A few weekends ago we were delighted to welcome to New Meeting three new friends from Harvard, Massachusetts. Why had these wonderful people turned up on our doorstep for a Sunday service, thousands of milies from their home ? Simple really. They had been researching their ancestry and found through contact with the New Meeting web site that our congregation had been blessed with many years of service by their `lost` aunts, Jane and Caroline Badland. In this case, `many` really does mean exactly that;the sisters gained fame in the 1950`s as the oldest living sisters in the UK, and they both lived to well beyond 100 years of age. Most of those years were spent in unstinting service to New Meeting, its community, and the people of Kidderminster.

What was so amazing, was that had it not been for our American friends, we may not have revisited and appraised in such a significant way this uplifting connection with our past. Neither would we have met the local newcomers, who upon reading of the visit in the local press came to us with stories about the sisters that brought them very much back to life. We were even shown artefacts the sisters had used.
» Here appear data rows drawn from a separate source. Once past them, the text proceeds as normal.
Issue #217, opened 2020-02-13
access the AST


JoernT:
Sorry about my humble question - new to fontoxpath and unfortuantely also not a typescript guy , so please forgive if that's an obvious one:

how can i access the AST for a given XPath expression? I see, that there are functions for that in the source but these do not seem to be present in the dist (fontoxpath.js)

Not sure what it needs to get to that functionality.

Thanks

JosVerburg:
Hey,

The public API of fontoxpath does indeed not contain any feature to get the AST of an expression.
We do print the AST in the "demo" page we use when working on fontoxpath.

You can see [here](https://github.com/FontoXML/fontoxpath/blob/master/demo/main.ts#L154) that we get the AST through an internal API (and than format it a bit). You can [run this page](https://github.com/FontoXML/fontoxpath/blob/master/CONTRIBUTING.md#debugging) locally yourself.

Do you need to AST for something specific? So far we've not seen any need to expose the AST through public API.

And feel free to ask if you got any more questions or need some more help :)

JoernT:
Thanks for the reply. Sure, usually you don't need access to the AST. 

I'm just starting off with fontoxpath and use it for implementing a forms framework. Here you have expressions like this that attach constraints to some XML nodes:

<bind ref="foo" required="../bar = 'baz'">

Of course i can just iterate all my bindings and (re)evaluate them. However for more complex cases this will become very expensive. To circumvent that I'd like to know which nodes my given expression depends on (the above bind depends on node 'bar' which is a sibling of 'foo') and build a dependency graph that can be recalculated when nodes change. This way i can only reevaluate changed nodes and their dependencies instead of all (which makes a huge difference).

So, it would be super useful for me to have a way to access it.

DrRataplan:
Hi, cool! I like what you are doing, reminds me a lot of something I presented at the XML Prague conference a couple of years ago. We were building a schematron engine that could do live updates without recomputing everything all the time. `Soft validation in an editor environment` in https://archive.xmlprague.cz/2017/files/xmlprague-2017-proceedings.pdf. We went for a dynamic dependency tracking approach instead of a static one; you could consider that?

To answer your question, I would not mind exposing this API, we are currently parsing XPaths to XQueryX (in JsonML) internally. It would be trivial to implement a public function that accepts the _query_ and a `documentWriter` and `nodesFactory` that can parse the query, convert the `JsonML` AST to an actual DOM and output that.

JoernT:
[...]

PR #219, opened 2020-02-19
Add a way to parse a script to XQueryX

DrRataplan:
TODO: fix tests. I tried to make the XQueryX tests use this new API instead of the internal one, but
I did not manage to fix that properly

See #217 for one of the use-cases


DrRataplan:
TODO: provide documentation on the level of support of the XQueryX output. We align with the XQueryX tests as much as we can. We try to make the same choices as we saw there (for example, the XQueryX use nested sequences in some cases). We can however not yet parse every little construct.

src/parseScript.ts
```diff
@@ -0,0 +1,161 @@
...
+ * @param options - Additional options for parsing. Can be used to switch between parsing XPath or
+ * XQuery update facility
+ * @param  nodesFactory - A NodesFactory will be used to create the DOM. This can be a reference to
+ * the document in which the XQueryX will be created
+ * @param  documentWriter - The documentWrite will be used to append children
+ */
+export default function parseScript<TElement extends Element>(
+	script: string,
+	options: Options,
+	nodesFactory: INodesFactory,
```
JosVerburg: I think we should look into a way to have the `nodesFactory` also default to the dom backed version. A `document` does not match the signature as it does not implement `createDocument`.

test/xQueryXUtils.ts
```diff
@@ -1,66 +1,78 @@
...
 import * as chai from 'chai';
-import { sync, slimdom } from 'slimdom-sax-parser';
+import {
+	evaluateXPath,
+	evaluateXPathToBoolean,
+	evaluateXPathToNodes,
+	parseScript,
+	Language
+} from 'fontoxpath';
+import { slimdom, sync } from 'slimdom-sax-parser';
```
JosVerburg: We should import `slimdom` directly instead of via `slimdom-sax-parser` this will add it typed.

test/xQueryXUtils.ts
```diff
@@ -85,10 +97,10 @@ export function buildTestCase(testCase, loadXQuery, loadXQueryX, skippableTests,
 				chai.assert.equal(
 					new slimdom.XMLSerializer()
 						.serializeToString(actual.documentElement)
-						.replace(/></g, '>\n<'),
+						.replace(/></g, '\n><'),
```
JosVerburg: Is this correct? I would not expect the line break to be before the `>`

test/xQueryXUtils.ts
DrRataplan: yup, but it will break other things, like using the 'proper' serializer in slimdom

src/parseScript.ts
DrRataplan: I made this argument INodesFactory|Document. Document is the correct interface, but INodesFactory is the name we use for the same concept elsewhere

DrRataplan:
> I'd like to also use this new API in `demo/main.ts`, this seems also like a good test case to see if the API is easy to use. I did a quick attempt and noticed due to this that I could not pass a document as `INodesFactory`

Fixed, I made the demo page work correctly

src/nodesFactory/ISimpleNodesFactory.ts
```diff
@@ -0,0 +1,21 @@
+import { Attr, CDATASection, Comment, Element, ProcessingInstruction, Text } from '../types/Types';
+
+/**
+ * Subset of the constructor methods present on Document. Can be used to create textnodes, elements,
+ * attributes etcetera.
```
JosVerburg: Can we just write down all nodes you can create instead of using `etcetera`? They are not that many so we might as well, e.g. `Subset of the constructor methods present on Document. Can be used to create attributes, CDATA sections, comments, elements, processing instructions, and text nodes.`

PR #223, opened 2020-03-04
Correctly cache similar selectors

### LINKED ISSUE #222: Incorrect result when running the same xpath against a similar document
See below example test. 

```javascript
const nameSpaceDocument = new slimdom.Document();
const namespaceElement = nameSpaceDocument.createElementNS("http://test.com", "name");
namespaceElement.textContent = 'name1'
nameSpaceDocument.appendChild(namespaceElement);

chai.assert.equal(evaluateXPathToString('/name/text()',	nameSpaceDocument), 'name1')

const slimdomDocument = new slimdom.Document();
const nameElement = slimdomDocument.createElement("name");
nameElement.textContent = 'name2'
slimdomDocument.appendChild(nameElement);

chai.assert.equal(evaluateXPathToString('/name/text()',	slimdomDocument), 'name2')
```

The first document includes a namespace on the name element. The second document does not.
The second assertion will fail, however if you change the order of the assertions it works as expected. If you change the second xpath to just be '/name' it also works as expected.
Looks to be a caching issue?

DrRataplan:
Do not read from the actual cache when only intending to read from the half-compiled cache

Fixes #222

### DIFF
--- a/src/parsing/compiledExpressionCache.ts
+++ b/src/parsing/compiledExpressionCache.ts
@@ -100,11 +100,9 @@ export function getStaticCompilationResultFromCache(
 	const languageKey = generateLanguageKey(language, debug);
 	const cachesForLanguage = cachesForExpression[languageKey];
 	if (!cachesForLanguage) {
-		const halfCompiledExpressionFromCache = getAnyStaticCompilationResultFromCache(
-			selectorString,
-			language,
-			debug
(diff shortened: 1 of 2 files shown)


JosVerburg:
Changes seem good, coverage is going down so you expect the added test only traverses into one of the 2 if statements.

PR #232, opened 2020-03-25
Fix argument type of fn:string-join#1

### LINKED ISSUE #228: fn:string-join does not atomize input
The query `fn:string-join(1 to 9)` throws the error
```
Error: XPTY0004 Unable to cast argument of type xs:integer to type xs:string while calling string-join
  at <functionCallExpr>:1:1 - 1:23
```

This query should instead result in `"123456789"`. This is the [first example in the spec](https://www.w3.org/TR/xpath-functions-31/#func-string-join).

DrRataplan:
Fixes #228

### DIFF
--- a/src/expressions/dataTypes/casting/castToStringLikeType.ts
+++ b/src/expressions/dataTypes/casting/castToStringLikeType.ts
@@ -1,6 +1,8 @@
+import QName from '../valueTypes/QName';
+
 export default function castToStringLikeType(
-	instanceOf: (string) => boolean
-): (Value) => { successful: true; value: any } | { error: Error; successful: false } {
+	instanceOf: (t: string) => boolean
+): (value: any) => { successful: true; value: any } | { error: Error; successful: false } {
 	if (instanceOf('xs:string') || instanceOf('xs:untypedAtomic')) {
 		return value => ({
 			successful: true,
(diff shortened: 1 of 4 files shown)


src/expressions/functions/builtInFunctions.string.ts
```diff
@@ -694,7 +694,7 @@ export default {
 		{
 			namespaceURI: FUNCTIONS_NAMESPACE_URI,
 			localName: 'string-join',
-			argumentTypes: ['xs:string*'],
+			argumentTypes: ['xs:anyAtomicType*'],
```
DrRataplan: this here

JosVerburg: Could you also move this function declaration so it's besides the `string-join` one with 2 arguments? Every other overload seems to be next to one another except this one.
(Or move the other one of course, doesn't really matter)

src/expressions/dataTypes/casting/castToStringLikeType.ts
```diff
@@ -14,10 +17,15 @@ export default function castToStringLikeType(
 		});
 	}
 	if (instanceOf('xs:QName')) {
-		return value => ({
-			successful: true,
-			value: value.prefix ? `${value.prefix}:${value.localName}` : value.localName
-		});
+		return value => {
+			const qnameValue = value as QName;
```
JosVerburg: I think it's better to declare the type of value instead of casting here, i.e. `return (value: QName) => {` and remove `qnameValue` as `value` will now be recognised as a `QName`

src/expressions/dataTypes/casting/castToStringLikeType.ts
```diff
@@ -1,6 +1,9 @@
+import Value from '../Value';
```
JosVerburg: Unused import

PR #241, opened 2020-04-29
DEV-6507 Increase coverage again

mehmetscoskun:


mehmetscoskun:
Coverage before lightweight-cloning integration: 94.39%
Coverage after lightweight-cloning integration: 93.85%
Coverage at the this branch: 94.63%

src/expressions/dataTypes/documentOrderUtils.ts
```diff
@@ -25,6 +25,7 @@ function compareSiblingElements(
 	node2: NodePointer
 ): number {
 	if (arePointersEqual(node1, node2)) {
+		/* istanbul ignore next */
```
JosVerburg, line 28: I talked about this with Mehmet and it seems this is dead code for now. I understood we want to keep these checks in here in case we want to re-use this function elsewhere which I'm ok with.

But if we do add code elsewhere which suddenly cause these lines to no longer be dead code than we'd also have to remove these ignores which I doubt will happen as it's hard to keep track of.

So I'm ok with having some dead code to make functions more future proof but than we should also accept that the lines are not covered for now.

JosVerburg: Or we could remove the dead code as we do for `compareElements` a bit below.

test/specs/parsing/evaluateXPath.tests.ts
```diff
@@ -230,6 +237,17 @@ describe('evaluateXPath', () => {
 				() => evaluateXPathToFirstNode('fontoxpath:sleep(())', documentNode, domFacade),
 				'can not be resolved synchronously'
 			));
+
+		// const documentFragment = documentNode.createDocumentFragment();
```
JosVerburg, line 241: Commented code

mehmetscoskun: done

src/domFacade/DomFacade.ts
```diff
@@ -86,7 +86,11 @@ class DomFacade {
 	public getAttribute(pointer: ElementNodePointer, attributeName: string): string {
 		const node = pointer.node;
 		if (isTinyNode(node)) {
+			// The lines can be hit when fn:id or fn:idref functions are run with a target node
+			// whose root node is created by the document constructor.
```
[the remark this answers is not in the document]
mehmetscoskun: Because the documentConstructor has not been implemented yet.

src/expressions/dataTypes/documentOrderUtils.ts
mehmetscoskun: I am going to remove the dead code. If we need it in the future, we can add it.

test/specs/parsing/functions/functions.tests.ts
```diff
@@ -309,6 +319,19 @@ describe('functions', () => {
 			]);
 		});
 
+		it('returns nothing if the second parameter is not a node', () => {
```
DrRataplan, line 322: Should be 'returns nothing if the context is not a node'

mehmetscoskun: https://www.w3.org/TR/xpath-functions-31/#func-id
https://www.w3.org/TR/xpath-functions-31/#func-idref
`If the context item is absentDM31, dynamic error [err:XPDY0002]XP31.`
`If the context item is not a node, type error [err:XPTY0004]XP31.`
In this case, are expectations not compatible with the specifications of the functions(id and id-ref)?

mehmetscoskun:
If the commit `DEV-6507 Fix id and idref functions, and add tests` requires more work, I can revert it and create an issue for `id` and `idref` functions.

src/domFacade/DomFacade.ts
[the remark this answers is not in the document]
JosVerburg: Can we than remove these ignores? Same reason as the other places, we should either not have dead code or accept we have it.

src/expressions/functions/builtInFunctions.identifiers.ts
```diff
@@ -31,9 +32,15 @@ const fnId: FunctionDefinitionType = function (
 	targetNodeSequence
 ) {
 	const targetNodeValue = targetNodeSequence.first();
+	if (!targetNodeValue) {
+		throw new Error('XPDY0002: context is absent, it needs to be present to use id function.');
```
JosVerburg, line 36: Can we also move this error the the `XPathErrors` with `XPDY0002: context is absent, it needs to be present to use ${feature}` as message. No need to update the other places where it's used but lets try to keep using this pattern for errors we add.

mehmetscoskun: ok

We talk a lot about the significance of `social action`;doing good works in support of others. These two sisters reminded us all only too clearly of what `good works` really means.

The visit helped fill in some gaps in our American friends family history. They were delightful people to meet and brought with them understanding, warmth and love. It also helped our community here to re-focus and grow.
So perhaps sometimes it really is useful to `look back` and learn from our forebears. Wisdom,after all, does not just reside in the present.

Note:

`Don`t look back unless you intend to go that way` is a quotation from Henry David Thoreau, author,transcendentalist ,abolitionist,naturalist,civil libertarian, from Concord, Massachusetts. 1817-1862

Tuesday, 1 June 2010

CAN`T MANAGE IT MYSELF

Post by Graham

Last Sunday was Trinity Sunday and an Anglican friend who knows that most Unitarians don`t subscribe to the Trinity, asked me what our church service was about. When I told her that our theme was `The Nature Of God`, and that we held a mock court scene discussing whether in fact God existed or not, you could see that she was clearly horrified, although she was too polite to say so.

To her and most churchgoers, you go to church to worship and praise God, not to question his exitence. Why not ? Perhaps it`s because, as I read on an official church`s website: `If you probe the depths of God too deeply you are likely to slip into heresy`. This is a view that I simply cannot accept. Surely, it is not heresy to seek answers to the mystery of the Universe? Perhaps it is because there have always been so many ready-made answers in the established church that so many people are put off going there.The age of blind acceptance is past and the sooner the church realises this the better.